┌──

PR #637, opened 2026-08-17
casadi: solver diagnostics through stats(), and two defects found exposing them

jkitchin:
Refs #634. **Deliberately not a closing keyword** — this is items 1–4 of that issue. Native non-Python builds and prebuilt plugin archives are declined/deferred (below), and they are the reporter's asks, so the issue should stay open rather than auto-close on merge.

## Problem

gh#634 asks the CasADi plugin for six things. Four of them were reachable because POUNCE already collected the data and simply had no channel to report it through CasADi; two are a build/packaging commitment.

Two of the four turned out to be defects rather than missing features:

| | before | after |
|---|---|---|
| 3 solves on one solver object, `(iter_count, len(iterations['inf_pr']))` | `(12,13) (12,26) (13,40)` | `(12,13) (12,13) (13,14)` |
| `tol=1` (Python `int`) vs `tol=1.0`, iterations | 12 vs 9 | 9 vs 9 |
| `tol=1.0` vs `tol=1e-12`, iterations (control) | 9 vs 16 | 9 vs 16 |

Row 1: the per-iteration trace accumulated across solves, so `stats()["iterations"]` described every solve so far while `iter_count` beside it described only the last. Every receding-horizon loop hits this — the reporter's own use case.

Row 2: `{"tol": 1}` is an `int` in Python and a number to POUNCE. It was forwarded with `AddIpoptIntOption`, which refuses it, so `tol` silently kept its default while the script looked like it had set it. The 12 in that cell is the default `tol=1e-8`, not the requested `1`.

## Cause

**Trace.** CasADi's ipopt plugin clears its trace vectors at the top of `solve()` (`ipopt_interface.cpp:431`); this plugin never did, and a CasADi memory object is reused across calls.

**Option typing.** Forwarding dispatched on the `GenericType` the value happened to carry, i.e. on how the user typed the literal, rather than on the type POUNCE registers for that keyword.

**Everything else** was a reporting gap, not a computation gap: `GetIpoptPrimalInf`/`DualInf`/`ComplInf` already existed, `LinearSolverSummary` already fed the CLI's solve report, and `GetIpoptCurrentViolations` already worked live under the algorithm's intermediate-callback context.

## Fix

Three additive C entry points expose data POUNCE already collects — `GetPounceLinearSolverStats`, `GetPounceRestorationStats`, `GetPounceOptionType`. No new instrumentation, no existing signature changed.

`stats()` gains `final_inf_pr` / `final_inf_du` / `final_compl_inf`, `linear_solver` (the backend that *actually ran*, factorization counts, pattern reuse, fill ratio, pivot range, final inertia) and `restoration` (calls, inner/outer iters, wall seconds). These are harvested before `FreeIpoptProblem`, which takes the accessors with it; `m->prob` is nulled there so it doubles as the "solve in flight" flag rather than becoming a dangling pointer.

**Live diagnostics needed no new mechanism, and I rejected inventing one.** CasADi fixes the callback signature at `(x, f, g, lam_x, lam_g)`, so the first instinct is a plugin-specific accessor. Unnecessary: `stats()` is already callable from inside the callback, and the plugin records the current iteration into the trace *before* handing over control, so the last entry of each trace is the iteration you are in. Only the violation vectors were missing, and they are fetched on demand — present only while a solve is in flight, so a `stats()` call after the solve pays nothing. No key is served stale: live keys are absent afterwards, final keys absent during.

Option typing now asks POUNCE's registry. `GetPounceOptionType` accepts a NULL problem handle because the code generator has none, and that keeps the generated and interpreted paths from disagreeing about an option's type.

### Rejected

**Per-iteration restoration flag (`alg_mod`).** Requested, and it looks like a one-line change: the value reaches the plugin as the callback's leading argument. It is a constant. `IpoptAlgorithm::build_iter_stats` hardcodes `mode: AlgorithmMode::RegularMode` and the callback fires only from the outer loop — restoration's inner solve does not drive it. Publishing it would ship a column that is always `0` and reads as working restoration detection. Solve-level `stats()["restoration"]` ships instead, verified non-zero on a solve that enters restoration and zero on one that does not. Making the flag real means firing the user's callback from the restoration inner solve, which changes how often every existing callback fires — its own issue.

**Linear-solver phase timings.** Requested, with the reporter's own caveat that it was "not a request to add instrumentation that does not otherwise exist". POUNCE does not instrument analyse/factor/back-solve separately, so they are **absent** from the dict rather than reported as zero, which would read as "instantaneous" instead of "unmeasured". Pinned by a check that the dict contains no timing keys.

**Native CMake/GCC builds, prebuilt archives, Windows.** Windows is declined — not supported by this project. Worth recording that it would not have been one build anyway: the wheel path targets MSVC to match CasADi's own wheels while the issue asks for MinGW to match a native distribution, which are two incompatible binaries for one platform. The rest is written up with what it would cost in `dev-notes/casadi-diagnostics-and-native-builds.md`, including that most of it evaporates if the interface goes upstream — which the reporter offered to help broker.

## Blast radius

No trajectory change: nothing here touches step selection, scaling, or which correction the solver reaches for, so no fixture sweep applies. The one behavioural change to an existing path is option typing — an option that previously reached POUNCE now still reaches it with the same value, except for the case that was previously *refused*, which now takes effect. That is the fix.

C ABI is additive only; existing cyipopt / JuMP / AMPL / GAMS callers are unaffected. `stats()` gains keys and removes none.

Also fixes a stale doc block in `pounce.h` claiming `GetIpoptCurrent*` return false "until pounce's algorithm core invokes the intermediate callback (currently a follow-up)". They have been live since the context guard landed; the comment told native callers the API was a stub.

## Tests

23 new checks in the CasADi parity suite (73 total), 3 new unit tests in `pounce-cinterface`.

**Verified to bite.** I built the parent commit (`eeca47f`) in a worktree and ran the new suite against it. All six new test functions fail there, each for its own reason — `final_inf_pr` raises `KeyError`, the trace check reports `(12,13) (12,26) (13,40)`, the violation and linear-solver checks fail on absent keys.

That exercise caught a bad test of my own, fixed in bb797e8: "`tol=1` takes fewer iterations than `tol=1e-12`" **passes pre-fix**, because the default tolerance the refused option left in place is also looser than `1e-12`. The check that actually distinguishes the two builds is that `1` and `1.0` must produce the same solve — 12 vs 9 pre-fix, 9 vs 9 post-fix.

Deliberately not pinned: the exact iteration counts above are from casadi 3.7.2 on Linux x86-64 and the checks assert relations between them, not the numbers.

Locally green against casadi 3.7.2: 73/73 parity checks, `cargo test -p pounce-cinterface` (52 lib + integration), `cargo fmt --all -- --check`, and `cargo clippy` with no new warnings (the one `pounce-cinterface` lib warning is pre-existing at `HEAD~1`). All eight `casadi/examples/` scripts run.

---

- [x] Book page under `docs/src/` updated, and linked from `SUMMARY.md` if new — `docs/src/casadi.md`, already linked

https://claude.ai/code/session_01FUXrfbxsYqpUuxpLmrBsSi

---
_Generated by [Claude Code](https://claude.ai/code/session_01FUXrfbxsYqpUuxpLmrBsSi)_


srikanth-gm:
prof. @jkitchin thank you for the PR for getting more detailed diagnostics for POUNCE. 

I understand Windows builds or maintaining native plugin artifacts are not in scope of this project. 

Is it however possible to have some docs or a CMake recipe in the repo on how to build the `nlpsol` plugin as native binaries for CasADi ? this way, we can pull in POUNCE into our CI and use the prescribed CMake recipe to build and link the plugin against CasADi native. We are building from source in our CI since they only release binaries for the python version of CasADi.

jkitchin:
Yes — and it turns out to need less than a CMake recipe, because the existing Makefile already builds without Python. Its CasADi inputs are all `?=`, so the values derived from `import casadi` are only defaults. Pushed in 6562d1f: the recipe is now documented rather than newly built.

```bash
cargo build --release -p pounce-cinterface

make -C casadi \
  CASADI_LIB=/opt/casadi/lib \      # holds libcasadi.so
  CASADI_INC=/opt/casadi/include \  # public headers
  CASADI_SRC=/src/casadi \          # include root holding casadi/core/ — see below
  CASADI_VER=3.7.2 \
  CXX11_ABI=1
```

Verified by building with `PYTHON=/nonexistent` and explicit paths; the resulting plugin passes all 73 parity checks.

Two things bite on that path, and both used to fail in ways that named neither the option nor the cause. `check-env` now catches them up front:

- **`CASADI_SRC` must be the directory *containing* `casadi/core/nlpsol_impl.hpp`.** CasADi's `INSTALL_INTERNAL_HEADERS` defaults to `OFF`, so a source-built CasADi's `make install` does **not** ship the internal headers a plugin subclasses. Either point `CASADI_SRC` at your CasADi source checkout's root, or configure CasADi with `-DINSTALL_INTERNAL_HEADERS=ON` and use `<prefix>/include` for both `CASADI_SRC` and `CASADI_INC`. That second form is probably what you want in CI, since you are building CasADi anyway.
- **`CASADI_VER` has to be passed explicitly.** With no Python to read `casadi.__version__` from it is empty, the version macros get defined as nothing, and the build previously died inside the plugin source on `expected primary-expression before ';'`.

Also worth knowing for a from-source CasADi: `CXX11_ABI=1` (the default `0` matches the pip wheels' pre-C++11 libstdc++ string ABI), and `make abi-flags` prints the `-D` set the CasADi you are pointing at was actually built with. CasADi's loader does no version handshake, so an ABI mismatch surfaces as an undefined symbol at load time rather than a clear error.

`make install` targets the Python package directory and so does not apply — put the plugin on `CASADIPATH` or beside the CasADi runtime, and make `libpounce_cinterface` visible to the loader.

Full recipe with failure signatures: [`casadi/README.md`](https://github.com/jkitchin/pounce/blob/claude/issue-634-yxwa95/casadi/README.md#against-a-casadi-you-built-yourself-with-no-python).

Two caveats on scope, so nothing is over-promised. This path is verified by hand (against casadi 3.7.2, Linux x86-64), not in CI — CI builds and tests the pip path, since `make test` drives the plugin through CasADi's Python bindings. And there is still no CMake package: a `find_package`-style build would be a second build system that has to stay ABI-identical to the Makefile, which is a real ongoing cost. If the documented path proves awkward in your native CI, say what breaks and that trade-off is worth revisiting.

---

└──

▶ _TASK STATEMENT_
Out of the preceding entries, pull each line that contains the word "live".

▶ _RESULT FOR THIS TASK_
**Everything else** was a reporting gap, not a computation gap: `GetIpoptPrimalInf`/`DualInf`/`ComplInf` already existed, `LinearSolverSummary` already fed the CLI's solve report, and `GetIpoptCurrentViolations` already worked live under the algorithm's intermediate-callback context.
**Live diagnostics needed no new mechanism, and I rejected inventing one.** CasADi fixes the callback signature at `(x, f, g, lam_x, lam_g)`, so the first instinct is a plugin-specific accessor. Unnecessary: `stats()` is already callable from inside the callback, and the plugin records the current iteration into the trace *before* handing over control, so the last entry of each trace is the iteration you are in. Only the violation vectors were missing, and they are fetched on demand — present only while a solve is in flight, so a `stats()` call after the solve pays nothing. No key is served stale: live keys are absent afterwards, final keys absent during.
Also fixes a stale doc block in `pounce.h` claiming `GetIpoptCurrent*` return false "until pounce's algorithm core invokes the intermediate callback (currently a follow-up)". They have been live since the context guard landed; the comment told native callers the API was a stub.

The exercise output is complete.